(TASK TO COMPLETE):
Scan the records below. Report the number of lines containing the word "screen", and nothing more.

[Collected data]
-=-=-=-=-
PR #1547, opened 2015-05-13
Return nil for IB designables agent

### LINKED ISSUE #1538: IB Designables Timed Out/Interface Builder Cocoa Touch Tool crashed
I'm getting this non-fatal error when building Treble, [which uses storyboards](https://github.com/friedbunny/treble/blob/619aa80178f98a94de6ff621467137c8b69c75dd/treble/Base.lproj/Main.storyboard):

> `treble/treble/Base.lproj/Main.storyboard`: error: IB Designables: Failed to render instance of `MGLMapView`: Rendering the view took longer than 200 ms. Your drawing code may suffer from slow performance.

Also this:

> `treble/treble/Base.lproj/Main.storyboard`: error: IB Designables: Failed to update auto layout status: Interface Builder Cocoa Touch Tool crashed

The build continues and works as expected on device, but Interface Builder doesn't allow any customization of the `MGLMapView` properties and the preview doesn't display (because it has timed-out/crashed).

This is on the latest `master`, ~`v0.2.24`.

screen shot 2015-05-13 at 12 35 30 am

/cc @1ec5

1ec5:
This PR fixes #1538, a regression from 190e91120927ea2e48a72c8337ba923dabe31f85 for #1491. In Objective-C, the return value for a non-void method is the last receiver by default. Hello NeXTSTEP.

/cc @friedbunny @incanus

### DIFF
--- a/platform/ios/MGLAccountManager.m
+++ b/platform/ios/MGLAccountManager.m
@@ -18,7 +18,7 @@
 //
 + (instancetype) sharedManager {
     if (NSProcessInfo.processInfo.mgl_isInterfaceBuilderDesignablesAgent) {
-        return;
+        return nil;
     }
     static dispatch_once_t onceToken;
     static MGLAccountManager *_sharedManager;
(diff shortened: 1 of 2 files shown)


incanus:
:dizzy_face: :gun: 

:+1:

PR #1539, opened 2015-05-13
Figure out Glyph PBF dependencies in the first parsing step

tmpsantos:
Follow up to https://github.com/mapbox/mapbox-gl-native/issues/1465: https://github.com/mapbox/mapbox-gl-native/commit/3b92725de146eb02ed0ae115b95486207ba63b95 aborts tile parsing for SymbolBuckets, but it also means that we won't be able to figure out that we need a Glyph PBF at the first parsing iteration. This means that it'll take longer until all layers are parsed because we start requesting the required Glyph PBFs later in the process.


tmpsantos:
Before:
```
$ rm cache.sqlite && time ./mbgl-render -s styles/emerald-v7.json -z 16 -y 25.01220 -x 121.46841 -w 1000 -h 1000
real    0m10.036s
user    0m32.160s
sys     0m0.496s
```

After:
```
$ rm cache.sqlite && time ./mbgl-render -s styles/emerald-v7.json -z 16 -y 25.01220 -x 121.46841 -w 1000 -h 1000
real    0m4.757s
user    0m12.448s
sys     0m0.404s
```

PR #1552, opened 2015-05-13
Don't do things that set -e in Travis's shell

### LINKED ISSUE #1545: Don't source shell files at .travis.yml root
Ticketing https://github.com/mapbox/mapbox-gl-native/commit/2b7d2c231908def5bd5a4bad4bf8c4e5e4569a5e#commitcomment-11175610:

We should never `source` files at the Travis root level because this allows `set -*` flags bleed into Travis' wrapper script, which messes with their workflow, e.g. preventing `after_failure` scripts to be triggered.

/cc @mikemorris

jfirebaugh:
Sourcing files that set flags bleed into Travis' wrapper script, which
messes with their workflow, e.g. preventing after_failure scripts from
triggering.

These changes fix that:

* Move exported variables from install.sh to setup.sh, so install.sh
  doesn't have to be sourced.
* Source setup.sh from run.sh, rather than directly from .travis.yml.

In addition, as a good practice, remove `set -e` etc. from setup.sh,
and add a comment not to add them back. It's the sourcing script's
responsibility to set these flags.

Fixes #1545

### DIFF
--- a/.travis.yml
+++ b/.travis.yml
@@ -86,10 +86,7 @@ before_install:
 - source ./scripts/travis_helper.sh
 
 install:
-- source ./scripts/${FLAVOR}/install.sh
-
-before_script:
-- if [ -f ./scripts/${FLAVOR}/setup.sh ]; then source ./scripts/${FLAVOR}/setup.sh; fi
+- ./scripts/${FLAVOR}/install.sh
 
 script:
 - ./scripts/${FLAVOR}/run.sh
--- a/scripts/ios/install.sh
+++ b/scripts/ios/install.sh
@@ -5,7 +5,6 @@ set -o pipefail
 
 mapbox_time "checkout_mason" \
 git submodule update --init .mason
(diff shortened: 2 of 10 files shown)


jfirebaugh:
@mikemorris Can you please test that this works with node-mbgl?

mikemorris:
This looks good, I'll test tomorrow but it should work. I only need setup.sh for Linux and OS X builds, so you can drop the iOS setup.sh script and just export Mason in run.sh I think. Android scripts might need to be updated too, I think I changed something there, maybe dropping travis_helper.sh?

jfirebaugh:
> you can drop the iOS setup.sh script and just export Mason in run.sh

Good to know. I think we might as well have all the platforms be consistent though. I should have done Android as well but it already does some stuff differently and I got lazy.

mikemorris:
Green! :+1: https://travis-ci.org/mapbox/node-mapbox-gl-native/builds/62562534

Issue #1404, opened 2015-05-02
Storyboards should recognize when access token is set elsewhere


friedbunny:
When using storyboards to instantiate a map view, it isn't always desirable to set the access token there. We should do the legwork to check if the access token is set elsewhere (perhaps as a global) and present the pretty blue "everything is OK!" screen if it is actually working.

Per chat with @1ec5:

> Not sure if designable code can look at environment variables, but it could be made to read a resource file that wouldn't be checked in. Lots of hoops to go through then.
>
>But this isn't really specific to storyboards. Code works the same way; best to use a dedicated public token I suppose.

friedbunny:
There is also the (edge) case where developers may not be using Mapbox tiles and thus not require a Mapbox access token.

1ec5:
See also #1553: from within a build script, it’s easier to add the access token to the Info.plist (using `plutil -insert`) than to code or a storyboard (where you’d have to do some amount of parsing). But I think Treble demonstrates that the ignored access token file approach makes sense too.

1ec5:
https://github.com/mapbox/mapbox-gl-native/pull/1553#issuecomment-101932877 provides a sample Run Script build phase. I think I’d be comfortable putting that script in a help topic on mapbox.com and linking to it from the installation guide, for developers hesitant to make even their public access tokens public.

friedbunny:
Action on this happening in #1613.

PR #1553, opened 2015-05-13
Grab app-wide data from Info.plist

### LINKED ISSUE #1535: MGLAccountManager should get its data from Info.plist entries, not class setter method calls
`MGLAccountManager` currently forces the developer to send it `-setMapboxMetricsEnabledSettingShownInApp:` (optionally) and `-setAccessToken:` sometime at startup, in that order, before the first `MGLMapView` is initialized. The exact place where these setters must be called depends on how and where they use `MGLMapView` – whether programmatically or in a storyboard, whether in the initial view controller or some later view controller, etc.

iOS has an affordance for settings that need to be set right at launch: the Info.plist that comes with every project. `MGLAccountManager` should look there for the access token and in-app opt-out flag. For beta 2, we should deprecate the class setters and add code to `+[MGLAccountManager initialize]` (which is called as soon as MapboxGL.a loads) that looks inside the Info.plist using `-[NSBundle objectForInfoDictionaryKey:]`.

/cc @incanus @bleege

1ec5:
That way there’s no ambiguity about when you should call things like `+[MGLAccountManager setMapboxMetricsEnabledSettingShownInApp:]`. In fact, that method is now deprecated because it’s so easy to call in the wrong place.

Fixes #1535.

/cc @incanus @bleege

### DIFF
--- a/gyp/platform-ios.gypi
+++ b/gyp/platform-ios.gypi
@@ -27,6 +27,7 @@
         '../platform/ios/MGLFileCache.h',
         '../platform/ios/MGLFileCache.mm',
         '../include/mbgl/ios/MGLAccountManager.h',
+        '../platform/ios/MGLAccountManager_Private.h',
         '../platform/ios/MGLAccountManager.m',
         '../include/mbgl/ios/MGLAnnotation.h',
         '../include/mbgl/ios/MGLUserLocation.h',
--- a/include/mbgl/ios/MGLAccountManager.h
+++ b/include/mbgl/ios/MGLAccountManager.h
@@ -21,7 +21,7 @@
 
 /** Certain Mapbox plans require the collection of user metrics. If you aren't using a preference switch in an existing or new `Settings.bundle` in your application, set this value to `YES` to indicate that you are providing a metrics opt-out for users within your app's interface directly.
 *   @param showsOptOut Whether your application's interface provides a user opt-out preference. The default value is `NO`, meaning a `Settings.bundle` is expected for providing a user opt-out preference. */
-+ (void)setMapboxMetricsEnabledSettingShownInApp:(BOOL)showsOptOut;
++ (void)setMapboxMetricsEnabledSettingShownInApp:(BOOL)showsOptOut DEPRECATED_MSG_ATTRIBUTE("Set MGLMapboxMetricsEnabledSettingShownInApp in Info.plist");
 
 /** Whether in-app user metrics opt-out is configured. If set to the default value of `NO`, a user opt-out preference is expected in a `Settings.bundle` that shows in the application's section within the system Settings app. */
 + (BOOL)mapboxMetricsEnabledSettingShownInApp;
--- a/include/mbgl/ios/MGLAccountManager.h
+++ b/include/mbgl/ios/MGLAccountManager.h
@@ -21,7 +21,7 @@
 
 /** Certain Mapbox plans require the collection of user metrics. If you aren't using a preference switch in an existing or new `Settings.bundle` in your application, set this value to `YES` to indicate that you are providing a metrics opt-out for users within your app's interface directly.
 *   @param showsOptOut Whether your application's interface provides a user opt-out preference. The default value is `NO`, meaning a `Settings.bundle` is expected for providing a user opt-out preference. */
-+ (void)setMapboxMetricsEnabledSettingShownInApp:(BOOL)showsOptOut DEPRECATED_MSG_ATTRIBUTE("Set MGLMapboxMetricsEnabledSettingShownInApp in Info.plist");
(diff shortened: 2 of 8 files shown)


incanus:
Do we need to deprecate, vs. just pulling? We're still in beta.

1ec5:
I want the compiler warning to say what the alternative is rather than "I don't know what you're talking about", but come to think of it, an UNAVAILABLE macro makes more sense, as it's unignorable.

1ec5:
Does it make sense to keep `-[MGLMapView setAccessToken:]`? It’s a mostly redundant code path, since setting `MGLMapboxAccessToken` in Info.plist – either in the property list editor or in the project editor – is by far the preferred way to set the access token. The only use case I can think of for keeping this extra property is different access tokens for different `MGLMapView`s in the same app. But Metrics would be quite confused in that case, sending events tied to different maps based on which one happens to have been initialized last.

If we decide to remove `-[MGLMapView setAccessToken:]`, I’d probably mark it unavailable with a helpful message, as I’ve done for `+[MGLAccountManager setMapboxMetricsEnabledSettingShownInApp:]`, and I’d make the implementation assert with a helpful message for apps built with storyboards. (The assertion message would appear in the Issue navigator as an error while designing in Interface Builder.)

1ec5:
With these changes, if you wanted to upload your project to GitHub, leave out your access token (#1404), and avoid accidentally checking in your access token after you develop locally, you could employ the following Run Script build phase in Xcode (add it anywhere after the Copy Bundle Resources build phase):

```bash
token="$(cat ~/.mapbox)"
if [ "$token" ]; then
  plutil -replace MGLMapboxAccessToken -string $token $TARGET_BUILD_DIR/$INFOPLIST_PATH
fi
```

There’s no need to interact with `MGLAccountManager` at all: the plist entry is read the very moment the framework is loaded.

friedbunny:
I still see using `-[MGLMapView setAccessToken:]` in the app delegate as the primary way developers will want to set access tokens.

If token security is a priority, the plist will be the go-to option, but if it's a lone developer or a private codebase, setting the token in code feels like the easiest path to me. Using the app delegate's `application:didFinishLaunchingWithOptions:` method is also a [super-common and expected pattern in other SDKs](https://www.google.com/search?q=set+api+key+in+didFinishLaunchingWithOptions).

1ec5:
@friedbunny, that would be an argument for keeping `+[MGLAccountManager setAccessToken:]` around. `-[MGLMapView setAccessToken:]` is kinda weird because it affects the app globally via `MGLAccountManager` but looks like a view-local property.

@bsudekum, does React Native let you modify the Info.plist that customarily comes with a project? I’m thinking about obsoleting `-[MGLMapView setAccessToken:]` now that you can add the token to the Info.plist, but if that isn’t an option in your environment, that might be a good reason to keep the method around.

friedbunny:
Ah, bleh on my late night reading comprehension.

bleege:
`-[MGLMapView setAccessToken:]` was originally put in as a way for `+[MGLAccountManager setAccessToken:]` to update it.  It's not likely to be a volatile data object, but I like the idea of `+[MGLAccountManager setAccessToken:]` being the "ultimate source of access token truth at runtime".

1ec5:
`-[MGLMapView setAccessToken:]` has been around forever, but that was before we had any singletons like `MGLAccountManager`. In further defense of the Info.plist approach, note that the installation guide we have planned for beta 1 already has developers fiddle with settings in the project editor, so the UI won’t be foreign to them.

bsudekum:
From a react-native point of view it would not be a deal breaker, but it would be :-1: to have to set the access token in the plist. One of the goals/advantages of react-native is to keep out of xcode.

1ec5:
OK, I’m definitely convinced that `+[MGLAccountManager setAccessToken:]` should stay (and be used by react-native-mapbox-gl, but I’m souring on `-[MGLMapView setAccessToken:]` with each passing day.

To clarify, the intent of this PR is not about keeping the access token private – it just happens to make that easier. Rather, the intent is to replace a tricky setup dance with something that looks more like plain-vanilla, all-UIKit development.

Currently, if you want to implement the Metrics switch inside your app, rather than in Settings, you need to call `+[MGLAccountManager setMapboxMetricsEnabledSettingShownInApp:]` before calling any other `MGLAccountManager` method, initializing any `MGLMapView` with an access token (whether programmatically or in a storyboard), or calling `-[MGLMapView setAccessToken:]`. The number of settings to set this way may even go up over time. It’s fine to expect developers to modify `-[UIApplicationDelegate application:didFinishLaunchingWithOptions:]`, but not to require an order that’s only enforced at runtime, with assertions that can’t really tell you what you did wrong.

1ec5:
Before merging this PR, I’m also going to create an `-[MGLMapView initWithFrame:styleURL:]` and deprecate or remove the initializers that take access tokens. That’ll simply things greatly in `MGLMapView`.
-=-=-=-=-
(ANSWER BELOW):
2